For the example of a ball being thrown up into the sky and then landing on the ground, we can model a quadratic equation to show the path of the projectile at various points in time (projectile motion). That is to say, each point plotted on the graph (parabola) will be a measurement to this effect: Suppose a ball is thrown into the sky at a velocity of 64ft/sec from an initial height of 100ft. We would set the quadratic equation as (s)0=-gt^2+v0t+h0 and substitue values for gravity, velocity, and initial height to equal 0=-16t^2+64t+100.

If we want to find out after how many seconds the ball will land, we can leave the equation set to zero and solve for t, using the quadratic formula. This will give us a solutions for t = SQRT(41)/2 (approximately 3. 2 seconds) or t = -SQRT(41)/2 (approximately -3. 2 seconds). Because we are only interested in positive values and negative values would not make any sense in this application, the ball will land after 3. 2 seconds have passed, meaning that t = +3. seconds when the postion is at 0 or ground level; Position (3. 2,0) on the Cartesian plane. Also, knowing how to quickly calculate the vertex of such models as these comes in handy. It can give us the projectile’s (ball’s) maximum height value in this equation before it begins to descend. This is simply done by finding the value of h for the x-coordinate of the parabola, and then substituting that value into the equation and solving for k, whereas h is equal to –b/2a in the standard ax^2+bx+c quadratic equation.

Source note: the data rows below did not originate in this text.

PR #166, opened 2018-06-07
refs #21350 - use ssl configuration for server profile

stbenjam:
This was on the wrong ssl-profile, the server profile needs it, not client.


ehelms:
@stbenjam Could you do an updated release of the module?

PR #168, opened 2018-06-20
Only set up puppet integration if needed

ekohl:
This still isn't quite perfect, but right now I can't think of a better way to correctly determine if puppet integration is actually needed.  Ideally we would get rid of the $puppet parameter but then we need to resort to defined('puppet') and that's compile order dependent.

Therefore, in our case, -64/2(-16)=2 is equal to the x-coordinate of the parabola’s maximum value or vertex. Substituting 2 into -16t^2+64t+100 will give us -16(2)^2+64(2)+100=164, which is the vertex’s y-coordinate. Combining them gives the maximum value of the ball’s flight; the height at 164 feet and the time at 2 seconds, which combine at the vertex point (2,164) on the Cartesian plane. Changing the quadratic equation to a quadratic function, we can see that time is a function of height, s(t)=-16t^2+64t+100, and that he correlation is that for every point in the domain of seconds there can exist only one point in the range of height. We can arbitrarily choose values from 0 to 300 (range) for height and accurately predict the time at which the ball will reach this height. Likewise we can arbitrarily chooose values for seconds from 0 to 3. 2 (domain) to find the ball’s height. Now applying a quadratic equation or function to model the flight path of a ball may sound a bit silly.

However, this is not so different from modeling the flight path of a rocket, trajectories of artillery, airplane flight paths, and planetary orbits around stars. Such applications benefit mankind (and womankind) by furthering their knowledge of science, bringing new and innovative ideas and ways of thinking. They help make our world more efficient at times, keep us safe at other times, and introduce to us exciting new products, as such would not be possible without seemingly classroom-only quadratic equations/functions, and mathematics in general.